With about 12 minutes left, the interviewer asked for a sketch of the worker's persistence write path. I drew this, in pseudocode, on the whiteboard:

def deliver(event_id: str, attempt: int) -> None:
    # Persist the attempt BEFORE the network call so a worker crash
    # cannot lose the fact that we tried.
    log_attempt_started(event_id, attempt)
    try:
        response = http_post(
            url=merchant_endpoint(event_id),
            headers={
                "Stripe-Signature": sign(event_id, attempt),
                "Stripe-Delivery-Attempt": str(attempt),
            },
            body=event_payload(event_id),
            timeout=10.0,
        )
    except (Timeout, NetworkError):
        log_attempt_failed(event_id, attempt, reason="network")
        schedule_retry(event_id, attempt + 1)
        return

    # The crash window we cannot eliminate sits between these two lines.
    # We document it, alarm on it, and surface it to the merchant.
    log_attempt_finished(event_id, attempt, response.status)

The comment about the crash window mattered more than the code. I said it out loud while writing it: "There is a window between the response landing and the persistence write where a process crash will cause a duplicate on retry. We cannot remove this window without two-phase commit on the merchant side, which they will not do. We make it observable instead."

The interviewer wrote that down. After the round, the recruiter relayed that the design panel had specifically called out "named the unfixable window and instrumented around it" as the moment the round turned positive.

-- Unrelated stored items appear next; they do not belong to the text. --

PR #1211, opened 2025-11-03
[backend] fix: allow unauthenticated user to access public data

Kroustille:
# Context

Integration feeds page is not accessible because `IntegrationFeed.service_instance` is protected by auth directive but needs to be accessed on the public page.

This PR removes the `@auth` directives to allow public rendering.

## Related issues

- Related to #1105 

# Checklist

## Quality

## Testing

### What tests have been made

- [ ] Unit tests
- [ ] Integration tests
- [ ] E2E tests
- [x] Local manual tests

# Additional information

### DIFF
--- a/apps/portal-front/app/(public)/cybersecurity-solutions/[slug]/[docSlug]/slug-document.tsx
+++ b/apps/portal-front/app/(public)/cybersecurity-solutions/[slug]/[docSlug]/slug-document.tsx
@@ -18,14 +18,16 @@ const SlugDocument = async ({
   switch (serviceInstance.slug as ServiceSlug) {
     case ServiceSlug.OPEN_CTI_INTEGRATION_FEEDS:
       return (
-        <div className="relative w-full h-[35vh]">
-          <Image
-            fill
-            className="object-cover object-top rounded-lg"
-            src={`/document/images/${serviceInstance.id}/${document.children_documents![0]!.id}`}
-            alt={`A picture of ${document.name}`}
-          />
-        </div>
+        document.children_documents![0] && (
+          <div className="relative w-full h-[35vh]">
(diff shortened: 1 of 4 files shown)


apps/portal-front/app/(public)/cybersecurity-solutions/[slug]/[docSlug]/slug-document.tsx
```diff
@@ -18,14 +18,16 @@ const SlugDocument = async ({
...
-            src={`/document/images/${serviceInstance.id}/${document.children_documents![0]!.id}`}
-            alt={`A picture of ${document.name}`}
-          />
-        </div>
+        document.children_documents![0] && (
+          <div className="relative w-full h-[35vh]">
+            <Image
+              fill
+              className="object-cover object-top rounded-lg"
+              src={`/document/images/${serviceInstance.id}/${document.children_documents![0]!.id}`}
```
Comment (jpkha) [inline apps/portal-front/app/(public)/cybersecurity-solutions/[slug]/[docSlug]/slug-document.tsx]: Actually on creating an integration feeds can we create without image ? 
If we put "!" we can use a directive required https://relay.dev/docs/guides/required-directive/

But if we expect to be null sometime, we should manage this case

Comment (Kroustille) [reply apps/portal-front/app/(public)/cybersecurity-solutions/[slug]/[docSlug]/slug-document.tsx]: At least I had the case locally 😅 
Maybe it's only due to my local data and can't happen in production 🤷 

I think that we can't be 100% sure document has children documents even in production so I prefer to handle the case where there's no children documents instead of adding the required directive. Do you agree ?

Comment (jpkha) [reply apps/portal-front/app/(public)/cybersecurity-solutions/[slug]/[docSlug]/slug-document.tsx]: Yes I agree 👍

PR #1229, opened 2025-11-12
[backend] fix boolean metadata which is not correctly convert

jpkha:
# Context

The value from document_metadata is stored as a string by default because of how it’s saved in the PostgreSQL table.
I’ve added a field for values that are known to be boolean. This setup is currently static, but we can make it dynamic in the future if we need more flexibility.

Verify that some connectors remain unverified (verify = false) and that some are undeployable (manager_supported = false).

## Related issues

# Checklist

## Quality

## Testing

### What tests have been made

- [ ] Unit tests
- [ ] Integration tests
- [ ] E2E tests
- [ ] Local manual tests

# Additional information

### DIFF
--- a/apps/portal-front/schema.graphql
+++ b/apps/portal-front/schema.graphql
@@ -560,12 +560,12 @@ type Connector implements Node & DocumentBase & IntegrationFeed {
   integration_type: IntegrationFeedType!
   product_version: String!
   container_image: String
-  verified: String!
+  verified: Boolean!
   source_code: String
   subscription_link: String
   integration_subtype: ConnectorType!
-  manager_supported: String!
-  playbook_supported: String!
+  manager_supported: Boolean!
+  playbook_supported: Boolean!
 }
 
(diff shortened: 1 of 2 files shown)


apps/portal-api/src/modules/services/integration-feeds/integration-feeds.graphql
```diff
@@ -75,12 +75,12 @@ type Connector implements Node & DocumentBase & IntegrationFeed {
...
   product_version: String!
   container_image: String
-  verified: String!
+  verified: Boolean!
   source_code: String
   subscription_link: String
   integration_subtype: ConnectorType!
-  manager_supported: String!
-  playbook_supported: String!
+  manager_supported: Boolean!
```
Kroustille: Since this property is now a boolean, you can change the condition using `manager_supported` in `shareable-resource-connector-slug.tsx` file 😁

Issue #1246, opened 2025-11-17
Ability to see an admin dashboard of trials in queued status


EllynBsc:
**Overall Description**
Ability to see a dashboard of trials in queued status

PR #1357, opened 2025-12-05
[backend/frontend] feature(freeTrials): new trials dashboards page #1246

carinelebas:
# Context
We need to have a new page to display a trials dashboard. 
- under free trials feature flags
- the cancel/reorder buttons currently do nothing

## How to test
Check the visual of the dashboard. Test search/filter/pagination
## Related issues

- Related to #1246

# Checklist

## Quality

## Testing

### What tests have been made

- [x] Unit tests
- [ ] Integration tests
- [ ] E2E tests
- [x] Local manual tests

# Additional information

We don't return the same graphql object to platform and the front end (and don't want to, the token should never be returned to the front end). So I renamed `loadDeploymentRequests` to `loadPlatformDeploymentRequests` in the app layer and in graphql to clarify this difference.

### DIFF
--- a/apps/portal-front/src/components/trials/trials-tab.tsx
+++ b/apps/portal-front/src/components/trials/trials-tab.tsx
@@ -54,7 +54,7 @@ const trialsTabConfig: Record<
   }
 > = {
   [TrialsTabType.Cancelled]: {
-    statuses: [DeploymentRequestHubStatusEnum.CANCELED],
+    statuses: [DeploymentRequestHubStatusEnum.CANCELLED],
   },
   [TrialsTabType.Expired]: {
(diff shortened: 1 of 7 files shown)


apps/portal-front/src/components/trials/trials-tab.tsx
```diff
@@ -0,0 +1,371 @@
...
+              },
+            },
+          ]
+        : []),
+    ],
+    [t, type]
+  );
+
+  const queryData = useLazyLoadQuery<trialsListQuery>(TrialsListQuery, {
+    count: 100,
```
Kroustille: You can load initial query with `pageSize`. You will have to set `pageSize` to 100 in `trial-list-localstorage`

Kroustille (approved):

Issue #1178, opened 2025-10-27
🎯 Block competitors emails on trials manually


EllynBsc:
**Overall Description**
Block competitors emails on trials

PR #1377, opened 2025-12-10
[backend/frontend] feat(deployments): add domain blacklisting to prevent deployment creation (#1178)

jbanety:
# Context

This PR implements a **domain blacklisting feature** to prevent certain organizations from creating free trial deployment requests. This feature is controlled via a new configuration variable `domains_blacklist` (and env var `DOMAINS_BLACKLIST`) that allow to specify a comma-separated list of domains that should be blocked from requesting free trials.

## Backend changes
- Added `domains_blacklist` configuration variable (environment: `DOMAINS_BLACKLIST`)
- Added validation logic in `createDeploymentRequest` to check if organization domains are blacklisted
- Added new error code `CantRequestFreeTrial`
- Exposed `domains_blacklist` in GraphQL Settings query for frontend consumption

## Frontend changes
- Added `domains_blacklist` to Settings GraphQL fragment and query
- Implemented `isBlacklisted` logic in `useFreeTrial` hook to check if user's email domain is blacklisted
- Disabled "Start Trial" button when user is blacklisted

# How to test

1. Set the config variable in `apps/portal-api/config/local.json` : 
```json
{
"domains_blacklist": "test.com,example.com"
}
```
2. Create an organization with `test.com` as domain and an user `test@test.com`
3. Login and you should see a disabled Start a trial button

# Related issue

- #1178

### DIFF
--- a/apps/portal-api/src/thirdparty/auth0/auth0.util.test.ts
+++ b/apps/portal-api/src/thirdparty/auth0/auth0.util.test.ts
@@ -1,0 +1,60 @@
+import { describe, expect, it } from 'vitest';
+import { removeEmptyGroups } from './auth0.util';
+import { Auth0UpdateUserRBACInstance } from './client';
+
+describe('removeEmptyGroups', () => {
+  it('should remove entries with empty groups arrays', () => {
+    const input: Auth0UpdateUserRBACInstance = {
+      user1: { groups: ['admin', 'user'] },
+      user2: { groups: [] },
+      user3: { groups: ['viewer'] },
+      user4: { groups: [] },
+    };
+
+    const expected: Auth0UpdateUserRBACInstance = {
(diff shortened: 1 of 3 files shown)


apps/portal-front/src/components/service/trial-instances/start-trial-button.tsx
```diff
@@ -51,7 +51,18 @@ export const StartTrialButton: React.FC<Props> = ({
   const t = useTranslations();
   const environment = useRelayEnvironment();
 
-  const { freeTrial } = useFreeTrial();
+  const { freeTrial, isBlacklisted } = useFreeTrial();
+
+  if (isBlacklisted) {
```
Kroustille: The condition is reversed: button must be displayed when user is not blacklisted

Issue #1163, opened 2025-10-22
🎯 Ability for users to reach out to sales when trial is started


EllynBsc:
**Overall Description**
Ability for users to reach out to sales when trial is started

PR #1378, opened 2025-12-10
[backend/frontend] feat(trials): contact us from detail page (#1163)

jbanety:
# Context
Ability to contact sales without an active trial.

## Related issues

- Related to #1163


apps/portal-front/src/components/service/trial-instances/contact-us-button.tsx
```diff
@@ -9,7 +9,7 @@ import { useState } from 'react';
 import { useMutation } from 'react-relay';
 
 interface ContactUsButtonProps {
-  variant: 'default' | 'gradient';
+  variant: 'default' | 'outline-primary' | 'gradient';
```
carinelebas: I think this part is already fixed in Valentin's PR: https://github.com/FiligranHQ/xtm-hub/pull/1371/files#diff-0fdb31f6110251be452183c6cc0d77925bb3f7c904545a7efcc9760262d387e8

Maybe you want to check which version to keep so as to avoid conflicts?

PR #1389, opened 2025-12-12
[backend] feature(freeTrials): handle freeTrials expiration #1385

carinelebas:
# Context
When end date is in the past, trials need to expire. We run a cronjob daily to expire these trials. 
For test purposes, it is currently set every 10 min. This will be updated before PR is merged.

## How to test
Create an active trial with an end date in the past:
- check trial gets expired  (hub_status expired + target_state removed)
- check mail is sent
- check telemetry event is sent

## Related issues

- Related to #1385

# Checklist

## Quality

## Testing

### What tests have been made

- [x] Unit tests
- [ ] Integration tests
- [ ] E2E tests
- [x] Local manual tests

# Additional information

### DIFF
--- a/apps/portal-front/src/components/service/trial-instances/try-opencti-form.tsx
+++ b/apps/portal-front/src/components/service/trial-instances/try-opencti-form.tsx
@@ -35,9 +35,12 @@ export const tryOpenCTIFormSchema = z.object({
   job_title: z.enum(JOB_TITLES),
   activity_sector: z.enum(ACTIVITIES_SECTOR),
   use_case: z.enum(USE_CASES),
-  acceptTerms: z.boolean().refine((value) => value === true, {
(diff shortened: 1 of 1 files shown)


apps/portal-api/src/modules/services/deployments/deployments.domain.ts
```diff
@@ -148,6 +148,14 @@ export const DeploymentRequestDomain = {
       .first();
   },
 
+  loadExpiredTrials: async (): Promise<DeploymentRequest[]> => {
```
Kroustille:
```suggestion
  loadTrialsToExpire: async (): Promise<DeploymentRequest[]> => {
```

Because the trials are not already expired since the hub status is still Active. What do you think ?

Kroustille (approved):

PR #1398, opened 2025-12-16
ci: optimize CI/CD workflow and remove Nx overhead

jbanety:
# Context

Drastically optimize the CI/CD workflow by eliminating redundant rebuilds and unnecessary complexity.

# Major Changes

### 1. Multi-layer caching
- Yarn cache
- Docker Buildkit cache
- Pre-built images: Eliminates rebuilds in docker-compose

### 2. Test optimizations
- Front tests: Use `docker run` instead of `docker-compose`
- Test images: Pre-built and reused across jobs

### 3. Architecture simplification
- Nx removed: Replaced with pure Yarn workspaces

# Breaking Changes

- `npx nx run portal-api:dev` → `yarn workspace portal-api dev`
- All images are always built on PRs (no affected detection)


.github/scripts/get-affected-projects.sh
```diff
@@ -0,0 +1,125 @@
+#!/bin/bash
+
+set -e
```
hervyt: **nitpick**: You can be even more strict with `set -euo pipefail `
No ?

Issue #1506, opened 2026-01-14
Product testing - Seed some fake users for testing purposes


EllynBsc:
**Overall Description**

At the moment, I can only try feature envs with filigran users that are in Azure (due to this new mapping we're doing)

I'd like to be able to use some fake users for for testing purposes.

For instance, When I tested this issue:
https://github.com/orgs/FiligranHQ/projects/17/views/39?pane=issue&itemId=142675169&issue=FiligranHQ%7Cxtm-hub%7C1338

my fake users always got redirected to Azure login.

<img width="972" height="800" alt="Image" src="https://github.com/user-attachments/assets/9f194b17-db42-4ee0-8f86-ab551158801c" />
<img width="725" height="807" alt="Image" src="https://github.com/user-attachments/assets/567b9b93-3078-4c49-aa29-f0bd6023b486" />

PR #1535, opened 2026-01-20
[backend] feature(seed): create pending users on fenv and dev

carinelebas:
# Context
Create pending users on feature env and dev environment

## How to test
Check there are pending users on feature env and dev environments

## Related issues

- Related to #1506 

# Checklist

## Quality

## Testing

### What tests have been made

- [ ] Unit tests
- [ ] Integration tests
- [ ] E2E tests
- [ ] Local manual tests

# Additional information


apps/portal-api/tests/test-utils.ts
```diff
@@ -75,12 +75,12 @@ export async function createUser({
   first_name = 'John',
   last_name = 'Doe',
   selected_organization_id = 'ba091095-418f-4b4f-b150-6c9295e232c4',
```
jpkha: Actually, I know I did this but it quite confusing by reading the function.
Should we call it Professional_Organization_Id ? something like that instead of selected but in fact we are not selected in case of pending

apps/portal-api/tests/test-utils.ts
```diff
@@ -106,32 +116,35 @@ export async function createUser({
...
+              user_id: userId,
+              organization_id: userId,
+            },
+          ]
+        : []),
       {
         user_id: userId,
         organization_id: userId,
       },
     ]);
```
jpkha: If it pending is does duplicate the relation user_id and organization_id right ?
Also it should be reversed I think ?

If pending -> do not add the Filigran id.
If not -> add Filigran id (selected_organization_id)

Kroustille (approved):

PR #1697, opened 2026-02-13
[frontend] - feat(OAEVtrials): Update banners and navbar #1631

hervyt:
# Context
> This PR add the new banner for both product (keeping the old banner when FF is not enabled) and add active trials information in nav bar 

## How to test
- Do not connect. 
- Observe the banner on public pages with and without the FF 
- Connect as user with ADMINISTRATE_ORGANIZATION or MANAGE_PLATFORM_REGISTRATION capabilities. 
- You should see the button "Start a Trial". 
-> If FF is enable : a dropdown to choose the product 
-> If FF is not enabled, the trial directly opens. 

- Connect as a user without capabilities 
- You should not see the button "Start a Trial" 
- Adapt the trials for them to be active : 
-> You should see the information about the trials in the nav bar. 

A lot of tests... See the vidéo

## Related issues

- Related to #1631 

# Checklist

## Quality

## Testing

### What tests have been made

- [X] Unit tests
- [ ] Integration tests
- [ ] E2E tests
- [X] Local manual tests

### DIFF
--- a/apps/portal-api/src/modules/services/registration/registration.domain.ts
+++ b/apps/portal-api/src/modules/services/registration/registration.domain.ts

The unfixable window is the round

The first 20 minutes of a Stripe design round will feel like a normal load-balancer-and-queue exercise. The signal you are being graded on starts when the interviewer asks about a specific failure window and you have to choose between three uncomfortable answers (live with it, push the cost to the merchant, or carry the cost on the platform). Have a position. Defend it with the cost stated. The interviewer is not testing the topology. They are testing whether you have ever owned the pager on a system shaped like this.